In common with other works of omens, each clause is formed from a protasis giving the antecedent and an apodosis giving the consequence. In common with the Sakikkū (SA.GIG), it arranges the malformations ištu muḫḫi adi šēpi, “from head to foot,” and in the color sequence: white, black, red, green–yellow, and variegated. Some of the tablets focus on malformations of single body parts, such as horns (tablet 9), eyes (tablet 10) and ears (tablet 11) and others record the behavior of adult animals as well as their offspring, such as tablet 22 which begins treating with the birth of piglets of monstrous shape (kūbu) and then goes on to describe the behavioral anomalies in sows, pigs in general, and wild boars.

The series includes omens of public apodoses (mostly tablets 1–17), “If a woman gives birth, and at birth (the child) is already as white as alabaster—end of the reign; omen of a despotic king,” and private apodoses (mostly tablets 18–24), “If a woman gives birth to an ecstatic [maḫḫu], male or female, she has been impregnated in the street by a sinful man.” The sinful man being one who has leprosy (garbānu) or dropsy (male mê). For the most part, private omens concerned the fortunes of the bēl bīti, head of a household, or the owner of a flock or herd and related to life and death, health, general condition, relationship with the gods, social status, family and economic circumstances. “If a woman gives birth to a dog: the owner of the house will die, and his house will be scattered; the land will go mad; pestilence.” For public omens, the subject might relate to the king and his immediate family, or more generally the country as a whole, “There will be bad times. The mother will bar her door against her daughter; there will be no [sense of] brotherhood.”

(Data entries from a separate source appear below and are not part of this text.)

PR #9662, opened 2022-04-15
Create individual Python virtualenv's in cmake builds

dconeybe:
During cmake builds, instead of using the python interpreter installed locally, use that python interpreter to create a virtualenv for each python script run by cmake. Each virtualenv can then have its own isolated dependencies installed. This removes the dependence on having the correct python libraries installed locally. All you need is a vanilla python 3 interpreter. This also helps fix some unusual python dependency issues when this repository is incorporated into the firebase-cpp-sdk.

Here is an example of the build error in the C++ SDK that this fixes (https://github.com/firebase/firebase-cpp-sdk/runs/6065960193):

```
[ 83%] Generating nanopb sources
google/firestore/v1/document.proto:20:1: warning: Import google/api/annotations.proto is unused.
google/firestore/v1/query.proto:20:1: warning: Import google/api/annotations.proto is unused.
google/firestore/v1/common.proto:20:1: warning: Import google/api/annotations.proto is unused.
google/firestore/v1/write.proto:20:1: warning: Import google/api/annotations.proto is unused.
google/firestore/admin/index.proto:21:1: warning: Import google/api/annotations.proto is unused.

         *************************************************************
         *** Could not import the Google protobuf Python libraries ***
         *** Try installing package 'python-protobuf' or similar.  ***
         *************************************************************
    
Traceback (most recent call last):
  File "external/src/firestore/Firestore/Protos/tmpuwkOue.py", line 25
    import nanopb_generator as nanopb
  File "external/src/firestore-build/external/src/nanopb/generator/nanopb_generator.py", line 25
    import google.protobuf.text_format as text_format
  File "external/src/firestore-build/external/src/protobuf/python/google/protobuf/text_format.py", line 51
    import six
ImportError: No module named six
--nanopb_out: protoc-gen-nanopb: Plugin failed with status code 1.
```

For some reason the build is using a Python interpreter that does not have the `six` module installed; however, the `six` module is installed during setup of the runner. So it _must_ be choosing a different Python interpreter. This PR fixes this by setting up a dedicated virtualenv with `six` installed for running the Python script.

#no-changelog

### DIFF
--- a/Firestore/Protos/CMakeLists.txt
+++ b/Firestore/Protos/CMakeLists.txt
@@ -12,7 +12,12 @@
 # See the License for the specific language governing permissions and
 # limitations under the License.
 
-include(FindPythonInterp)
+include(python_setup)
+FirebaseSetupPythonInterpreter(
+  OUTVAR MY_PYTHON_EXECUTABLE
+  KEY FirestoreProtos
+  REQUIREMENTS six
+)
 
 # Generate output in-place. So long as the build is idempotent this helps
 # verify that the protoc-generated output isn't changing.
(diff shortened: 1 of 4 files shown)


wu-hui (approved):
Thank you for doing this!

dconeybe:
FYI This script has been copied into the firebase-cpp-sdk as well: https://github.com/firebase/firebase-cpp-sdk/pull/908

PR #9665, opened 2022-04-19
Analytics 9.0.0

tsunghung:
Analytics 9.0.0 release for CocoaPods and Swift Package Manager.

### DIFF
--- a/FirebaseAnalytics.podspec.json
+++ b/FirebaseAnalytics.podspec.json
@@ -22,7 +22,7 @@
         "z"
     ],
     "license": {
-        "text": "Copyright 2021 Google",
+        "text": "Copyright 2022 Google",
         "type": "Copyright"
     },
     "name": "FirebaseAnalytics",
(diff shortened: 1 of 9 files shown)


FirebaseAnalytics.podspec.json
```diff
@@ -22,7 +22,7 @@
         "z"
     ],
     "license": {
-        "text": "Copyright 2021 Google",
+        "text": "Copyright 2022 Google",
```
paulb777, line 25: Technically Copyrights only need to be updated when the file is created, but we have been updating them for podspecs - so either way.

SwiftPMTests/analytics-import-test/analytics-import.swift
```diff
@@ -21,7 +21,7 @@ import FirebaseAnalytics
```
paulb777, line 21: Consider adding an import to the new library in this test and any other possible tests.

paulb777 (approved):

FirebaseAnalytics.podspec.json
tsunghung: Interesting, thanks for the info.

SwiftPMTests/analytics-import-test/analytics-import.swift
tsunghung: The new library test is tricky. The API is exported in FirebaseAnalytics. Without the OnDeviceConversion library, the new API will still be visible, but just an no-op. To verify the internal behavior is also difficult here. Will discuss internally to see how to create tests here.

PR #9670, opened 2022-04-20
Fix platforms and zip attribute on new pods

paulb777:
#no-changelog


ryanwilson (approved):

ryanwilson:
Carthage failed: can you create a blank JSON manifest? We could update the logic in the zip builder to create a new one if it's not found, but I think we may have done that before and pushed a JSON manifest that only contained the most recent version so I think this is fine. We can update our instructions for adding a new pod / framework too.

PR #9673, opened 2022-04-20
[v9] Update  `FirebaseSharedSwift/CHANGELOG.md` for v9

ncooke3:
Following offline discussion, it was decided that FirebaseSharedSwift should not have had `-beta` tagging in it's CHANGELOG.

### DIFF
--- a/FirebaseSharedSwift/CHANGELOG.md
+++ b/FirebaseSharedSwift/CHANGELOG.md
@@ -1,3 +1,3 @@
-# 8.11.0-beta
+# 8.11.0
 - Introduced shared Codable implementation. Initially used by Firebase Functions
   and Firebase Database. (#9091)


FirebaseSharedSwift/CHANGELOG.md
```diff
@@ -1,3 +1,6 @@
+# 9.0.0
+- [added] **Breaking change:** `FirebaseSharedSwift` has exited beta.
```
ryanwilson, line 2: Did we actually make any breaking API changes?

ncooke3: Hmm no. I thought the "breaking change" would be due to removing the `-beta` suffix from the tag but it doesn't look like we ever had a `-beta` suffix for this library.

ncooke3:
```suggestion
- [added] `FirebaseSharedSwift` has exited beta.
```

paulb777 (commented):
As discussed, delete this addition and remove the `-beta` below.

morganchen12:
For the release notes on devsite, these should go at the top like FirebaseCore right?

paulb777:
Probably not, any release notes implications should be captured in the release notes for the product depending on FirebaseSharedSwift.

PR #9675, opened 2022-04-20
Fix a bug with limitToLast and cursors

wu-hui:


cherylEnkidu (approved):
Thank you for your fix!

paulb777:
Added to 9.0.0 release candidate

PR #9680, opened 2022-04-20
[Infra] Rotate `ServiceAccount.json` secret used by RC integration tests

ncooke3:
b/229016700

#no-changelog


.github/workflows/remoteconfig.yml
```diff
@@ -1,5 +1,5 @@
 name: remoteconfig
-
+# Kick off CI
```
paulb777, line 2: Instead, add [scripts/gha-encrypted/RemoteConfigSwiftAPI/ServiceAccount.json.gpg](https://github.com/firebase/firebase-ios-sdk/pull/9680/files#diff-c9730ec1200bc92df7f712478f35814e3facd55cd1c5b62ca9023d8a991d594c) to paths below

ncooke3: good idea. we probably could refactor the gha-encrypted/ directory so that each product has it's own secrets directory.

Then, all workflows could have something like:

```yaml
paths:
    - .github/workflows/product_workflow.yml
    - 'scripts/gha-encrypted/product/**
    # other paths
```

ncooke3:
The console tests passed in CI so this is good to go.

.github/workflows/remoteconfig.yml
ncooke3: Done in [4d7cd11](https://github.com/firebase/firebase-ios-sdk/pull/9680/commits/4d7cd114996c5d01c526336af49d831b2b76398e)

paulb777 (approved):

PR #9683, opened 2022-04-21
[FirebaseCoreInternal] Sanitize app ID used in file system resource

ncooke3:
### Context
- The name of an app's heartbeats storage file includes the Firebase app ID. Since the Firebase app ID includes the ":" character, the filename also contains a ":". 

  This works on Apple's latest filesystem but it's safer to replace each ":" with a "_"

- In practice, this code change will cause the below diff in an app's container:
  ```diff
  📂 Application Support/
  └── 📂 google-heartbeat-storage/
  -    └── 📄 heartbeats-1:123456789000:ios:abcdefghijklmnop
  +    └── 📄 heartbeats-1_123456789000_ios_abcdefghijklmnop
  ```
- Also, resolved outstanding `TODO`s in FirebaseCoreInternal.

#no-changelog

### DIFF
--- a/FirebaseCore/Internal/Sources/HeartbeatLogging/HeartbeatController.swift
+++ b/FirebaseCore/Internal/Sources/HeartbeatLogging/HeartbeatController.swift
@@ -22,7 +22,6 @@ public final class HeartbeatController {
   private let heartbeatsStorageCapacity: Int = 30
   /// Current date provider. It is used for testability.
   private let dateProvider: () -> Date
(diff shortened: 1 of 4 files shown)


paulb777 (approved):
Should there be a test for no colon's in the id?

Should this PR go into Firebase 9?

paulb777 (approved):
Thanks!

chliangGoogle (approved):

PR #9690, opened 2022-04-22
[Crashlytics] Investigate Crashlytics nightly failures

ncooke3:
Locally, I was able to run see the flaky failures when running setting `-test-iterations 1000`.

My hunch is this can be fixed by draining the operation queue between tests. Unfortunately, the tests set some local state I
couldn't figure out how to reset so I'm run against a clean GHA container in each commit.

#no-changelog

### DIFF
--- a/Crashlytics/UnitTests/FIRCLSOnDemandModelTests.m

The work follows the common left-right polarity, where right is generally auspicious, left not so, where for example a deformity to the right ear is bad, to the left ear is good and two right ears are good whereas two left ears are perceived to be bad. The work shares much in common with some of the izbu omens in the Šumma ālu series, from which it may have borrowed, or alternatively provided a source for these “unprovoked” omens. A late Babylonian commentary relates some of the omens to astrological observations:

If you want to find the izbu: (If) the constellation of the month passed by and you see half of it in the second month, there will be an izbu (such that) the child who will be born will be defective. If at the beginning of Capricorn one of the planets reaches first visibility or reaches a stationary point or is high (and) another (planet) remains visible: women will bear twins. Capricorn (is relevant) for cattle. The izbu which began in Leo inside the constellation Leo in front of the star Erua.